Downside of my method....I spent a few nights not sleeping very much but I expected this as getting her house trained required frequent trips outside in the very beginning anyways.


SuperG


----------



## Saphire (Apr 1, 2005)

I am on the other end of the scale. I crate train my dogs, all of them. I find it makes housebreaking easy, gives you a safe and quiet place to put puppy when your tired of supervising and need a break.

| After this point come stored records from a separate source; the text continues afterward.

PR #51246, opened 2026-07-10
enhance: add async storage v3 field data loading

sparknack:
issue: #51245

- Add an async executor and Storage V3 field-data load pipeline for manifest column groups and JSON key stats.
- Group requested cells into contiguous, byte-bounded row-group read windows and admit each window through the shared transient-memory budget.
- Preserve load priority, requested result order, cancellation, and the first storage or finalization failure across coroutine boundaries.
- Route mmap finalization to the optional local-file I/O executor while keeping the legacy synchronous path as the default.
- Add the temporary disabled-by-default rollout switch `queryNode.segcore.storageV2.enableAsyncLoad`; `storageV2` is retained only as the existing internal configuration name.

PR #52749, opened 2026-08-21
doc: add async storage v3 field-data loading design

sparknack:
issue: #51245

Related implementation: #51246

design doc: docs/design-docs/design_docs/20260811-async-storage-v3-field-data-loading.md

## Summary
- Document the async Storage V3 field-data loading design for QueryNode and Segcore.
- Cover read-window planning, transient-memory admission, priority, cancellation, mmap finalization, rollout, compatibility, and testing.

## Test Plan
- `git diff --check origin/master...HEAD`
- Cross-checked the design against the implementation and focused tests in #51246.

### DIFF
--- a/docs/design-docs/design_docs/20260811-async-storage-v3-field-data-loading.md
+++ b/docs/design-docs/design_docs/20260811-async-storage-v3-field-data-loading.md
@@ -1,0 +1,632 @@
+# Async Storage V3 Field-Data Loading
+
+- **Created:** 2026-08-11
+- **Author(s):** @sparknack
+- **Status:** Under Review
+- **Component:** QueryNode, Segcore, Storage, Caching Layer
+- **Related Issues:** [milvus-io/milvus#51245](https://github.com/milvus-io/milvus/issues/51245)
+- **Implementation:** [milvus-io/milvus#51246](https://github.com/milvus-io/milvus/pull/51246)
+
+## Summary
+
+This design adds an opt-in asynchronous load path for field data backed by the
+Storage V3 manifest and column-group reader. The existing caching-layer
+`Translator` interface remains synchronous, but the work behind
+`ManifestGroupTranslator::get_cells()` is decomposed into coroutine-based read
+windows that can overlap remote reads without dedicating one load worker to
+each blocking storage request.
+
+The design has five main properties:
+
+1. Requested cache cells are sorted by their physical row-group position and
+   grouped into byte-bounded, contiguous read windows.
+2. Every window acquires a process-wide transient-memory budget lease before
+   its storage read is submitted.
+3. Remote reads run through the native asynchronous `ChunkReader` API on a
+   priority-aware executor.
+4. In-memory finalization stays on the load executor, while mmap finalization
+   may move to a dedicated local-file executor so blocking file writes do not
+   occupy remote-load workers.
+5. Caller cancellation and the first sibling failure cancel pending windows;
+   failures are published before a window releases its budget lease.
+
+The path is guarded by the temporary
+`queryNode.segcore.storageV2.enableAsyncLoad` switch, which defaults to
+`false`. The legacy `LoadCellBatchAsync` path remains available during rollout.
+
+This PR covers Storage V3 field data and JSON key-stat column groups. It does
+not make scalar-index loading asynchronous.
+
+## Terminology
+
+This document follows the names used by the current Segcore implementation:
+
+| Term | Meaning |
+|---|---|
+| cache cell | The caching-layer unit returned by a translator. One cell contains one or more adjacent row groups. |
+| row group / chunk | A physical reader unit addressed by `ChunkReader`; `chunk_indices` are row-group indices in this path. |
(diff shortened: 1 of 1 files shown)


docs/design-docs/design_docs/20260811-async-storage-v3-field-data-loading.md
```diff
@@ -0,0 +1,632 @@
...
+`ChunkReader`, so `file_idx` is `0`. The generic planner retains `file_idx` so a
+window can never cross a physical-file boundary if other callers use it later.
+
+`memory_size` is derived from the translator's row-group size estimates. The
+translator prefers projected-column estimates, then uses the existing sampled,
+aggregate, or last-resort fallbacks. This matters for lazy projected columns:
+the window target should reflect the columns that will actually be decoded,
+not unrelated columns in the same physical column group.
+
+`loading_overhead_size` is the admission charge. It equals `memory_size` for
```
buqian-zilliz, line 229: **[P2] Admission charge for peak transient memory is conflated with decoded size**

`loading_overhead_size` is defined as the admission charge and is set equal to `memory_size` for most field types (doubled only for arrays), yet the table describes it as approximating `peak temporary memory through Arrow decoding and finalization`. The final decoded size is not a measure of peak transient memory: during the Arrow-to-`GroupChunk` conversion the source record batches, normalization temporaries, and the destination data can be live simultaneously, so the real peak can exceed the final size. Because the budget lease is held through finalization precisely to cover that window, a charge derived solely from decoded size risks under-accounting and letting the shared transient budget be exceeded in aggregate. Please specify how the overhead factor is derived per field type and confirm the charge actually covers the Arrow buffers plus finalization frame, not just the final decoded size.

docs/design-docs/design_docs/20260811-async-storage-v3-field-data-loading.md
```diff
@@ -0,0 +1,632 @@
...
+```cpp
+chunk_reader->get_chunks_async(window.chunk_indices, /*parallelism=*/1)
+```
+
+Window-level concurrency is owned by the Milvus pipeline. The per-call
+parallelism is set to one to avoid multiplying concurrency inside each window.
+The storage reader returns record batches in the same order as the requested
+chunk indices; the pipeline validates the returned count before finalization.
+
+The `ChunkReader` interface has a synchronous default implementation of
```
buqian-zilliz, line 339: **[P2] Synchronous fallback of get_chunks_async can silently block load-executor workers**

The doc states that `ChunkReader` has a synchronous default implementation of `get_chunks_async()`, so non-blocking behavior depends on the selected storage format providing a native async override. If the native override is absent, the async pipeline's advertised benefit is lost and, worse, a load-executor worker (which the design deliberately keeps non-blocking, default `max(1, CPU_NUM)` workers) is occupied on a synchronous storage read. The doc lists deciding whether native async must be a hard requirement as follow-up work, but this is a silent degradation of the core goal rather than a cosmetic gap. Please state how a deployment can detect or enforce that native async support is actually in use, or make the async load path conditional on verified native async support.

docs/design-docs/design_docs/20260811-async-storage-v3-field-data-loading.md
```diff
@@ -0,0 +1,632 @@
...
+
+1. Sum `loading_overhead_size` across its cells.
+2. Await `AcquireAsync(bytes, priority, cancellation_token)`.
+3. Move the returned RAII lease into the window coroutine.
+4. Hold it across remote read and finalization.
+5. Release it when temporary Arrow data and the finalization frame unwind.
+
+Admission has the following semantics:
+
+- capacity `0` means unlimited;
```
buqian-zilliz, line 363: **[P2] Default unlimited transient budget defeats the admission bound when async load is enabled**

`common.loadTransientBudgetBytes` defaults to `0` (unlimited), and the async load switch is an independent opt-in with no coupling to a positive budget. With capacity `0`, budget admission is a no-op and the read-window target bounds a single storage operation but not the number of simultaneously admitted windows across segments. The doc's stated goal is to `bound admitted transient data`, but the documented defaults do not provide that bound, and the safe configuration is deferred to manual rollout steps rather than enforced. Consider making the async path refuse to enable, or warn strongly, when the transient budget is unlimited.

docs/design-docs/design_docs/20260811-async-storage-v3-field-data-loading.md
```diff
@@ -0,0 +1,632 @@
...
+- high-priority waiters are considered before low-priority waiters;
```
buqian-zilliz, line 364: **[P3] No starvation protection for low-priority loads under sustained high-priority admission**

Admission considers `high-priority waiters before low-priority waiters` and the executor uses separate high/low priority queues, but the doc does not describe any cross-queue fairness or aging mechanism. Under sustained high-priority load, low-priority loads could be delayed indefinitely even though FIFO is preserved within each individual queue. If that is intentional, it is worth stating; otherwise, please note whether some aging or preemption mechanism bounds the worst-case latency for low-priority loads.

zhengbuqian (approved):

I do the opposite of many here, crate went in the downstairs rec room so we all slept well. I feel its important for puppies to learn its ok to be away from us. Max time whining crying has been 2 days.


----------



## Jax08 (Feb 13, 2009)

I put Seger in a crate and put him on the bed at night for the first week. As soon as my fingers were at the crate door, he would settle and sleep. After the first week, I was able to put the crate on the floor and he was fine. My breeder some crate training with her puppies before they leave her so I'm very fortunate that way. I spent a lot of time tossing treats into a crate, feeding him in his crate, doing Crate Games with him as well. You can get the Crate Games dvd for about $30.


----------



## Debanneball (Aug 28, 2014)

I did the same as SuperG, no crate, shut the bedroom door, stayed on the floor until he fell asleep.. I am a light sleeper, so I heard him everytime he woke up.. Carried him outside. At apx 3 months I started leaving the bedroom door open..


----------



## Sabis mom (Mar 20, 2014)

Pups are all crate trained, but sleep in the bed with me for the first few weeks or so. I have found that as they grow and gain confidence they naturally move away. The crate training is done initially during the day, when the pressure is off.
That said, I have done it the other way and after a few days the pups calm down and settle in their crates at night. A teddy or blankie to snuggle helps.


----------



## dhaney81 (Nov 5, 2014)

My 5 month old is crate trained, and I think having it next to my bed has been a big help. Before you put him in the crate make sure you've played with/tire him out, feed/watered, and let out right before he goes in. That way you know there's nothing he really needs, he just misses you. Also since he's so young you'll have to get up and take him out every couple hours, he can't hold it all night.


----------



## Ruger Monster (Jan 29, 2015)

Ruger cried for a few days after we got him. The first night he literally screamed for 2 hours in the bathroom, and chewed some of the molding off the door before we let him sleep in our bed with us, where he immediately got quiet and went to sleep  . He'd hop off the bed every time he had to go to the bathroom - I was sleeping so lightly, I was exhausted the next day! The BF didn't want him to get accustomed to sleeping in our bed, so the next night we had to plan differently. We put him in his crate downstairs, he quieted down after an hour or so. A couple nights later he'd only whine for about 15-20 minutes, but did that for a week or so. Now when I put him in his X-pen/crate combo, he's quiet when we go to bed.


----------



## mauser1 (Feb 24, 2015)

The crying is part of their puppy instincts. If they were in the wild and a pup got lost, it would scream so that the pack would find it. My puppy did this crying thing the first couple nights because my boyfriend didn't know what to do except ignore him. One day I took a half hour and actually "trained" him to realize that when left in his crate, it did not mean that we would he gone forever. You put them in the crate and shut the door on it. They'll start crying about it. Sternly say "no," and more than likely the pup will be quiet for at least a second or two. It's critical the first couple times that, as soon as the puppy is quiet (even if it's for like 3 seconds) you immediately praise them and go back to them. I would tell him he was a good boy in a happy voice, then go up to the crate, open the door, and pet him and tell him he was a good boy. This reinforces that if they're quiet, they get attention and you'll come back for them. After praising, shut the door again and go sit down. Repeat and try to slowly increase the amount of time they're quiet before getting the praise. It only took about a half hour of doing this to get him to completely stop during the nights.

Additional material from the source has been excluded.